Prompt:
Lines in the listing below containing the string "toml" are to be identified and copied.

Supplied data:
------------------------------------

PR #254, opened 2025-08-22
Preserve message type upon use of `rescale` 

JoeyT1994:
This PR fixes a bug where the `rescale(bpc::BeliefPropagationCache, ...)` function would automatically convert messages to 32-bit floating point precision because of them being normalized by an inverse power which automatically converts everything to 64-bit precision. 

A test is added that checks calling `normalize` now appropriately conserves the precision.

### DIFF
--- a/docs/Project.toml
+++ b/docs/Project.toml
@@ -5,5 +5,5 @@ Literate = "98b081ad-f1c9-55d3-8b20-4c87d4299306"
 
 [compat]
 Documenter = "1.10.0"
-ITensorNetworks = "0.14.1"
+ITensorNetworks = "0.14.0"
 Literate = "2.20.1"
--- a/examples/Project.toml
+++ b/examples/Project.toml
@@ -2,4 +2,4 @@
 ITensorNetworks = "2919e153-833c-4bdc-8836-1ea460a35fc7"
 
 [compat]
-ITensorNetworks = "0.14.1"
+ITensorNetworks = "0.14.0"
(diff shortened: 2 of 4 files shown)


docs/Project.toml
```diff
@@ -5,5 +5,5 @@ Literate = "98b081ad-f1c9-55d3-8b20-4c87d4299306"
 
 [compat]
 Documenter = "1.10.0"
-ITensorNetworks = "0.14.0"
+ITensorNetworks = "0.14.1"
```
mtfishman, line 8: Just a note that you only need to update the `Project.toml` compat entries in subdirectories for breaking releases.

JoeyT1994:
@mtfishman Yeah I noticed it when trying to do some sampling from 2D PEPS on GPU (which pre-normalizes for stability). Definitely will be good to have it all working for all sort of different number types (as far as I can tell we have done a pretty good job as this was all I could find).

mtfishman:
> @mtfishman Yeah I noticed it when trying to do some sampling from 2D PEPS on GPU (which pre-normalizes for stability). Definitely will be good to have it all working for all sort of different number types (as far as I can tell we have done a pretty good job as this was all I could find).

Something I do with tests now is set them up so they loop over different element types and array types: https://github.com/ITensor/BlockSparseArrays.jl/blob/8cfd7f9ea56a6cfb7c185903298879c1dfdb9e61/test/test_basics.jl#L49-L61, we should start doing that with ITensorNetworks tests.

------------------------------------

Task answer:
--- a/docs/Project.toml
+++ b/docs/Project.toml
--- a/examples/Project.toml
+++ b/examples/Project.toml
docs/Project.toml
mtfishman, line 8: Just a note that you only need to update the `Project.toml` compat entries in subdirectories for breaking releases.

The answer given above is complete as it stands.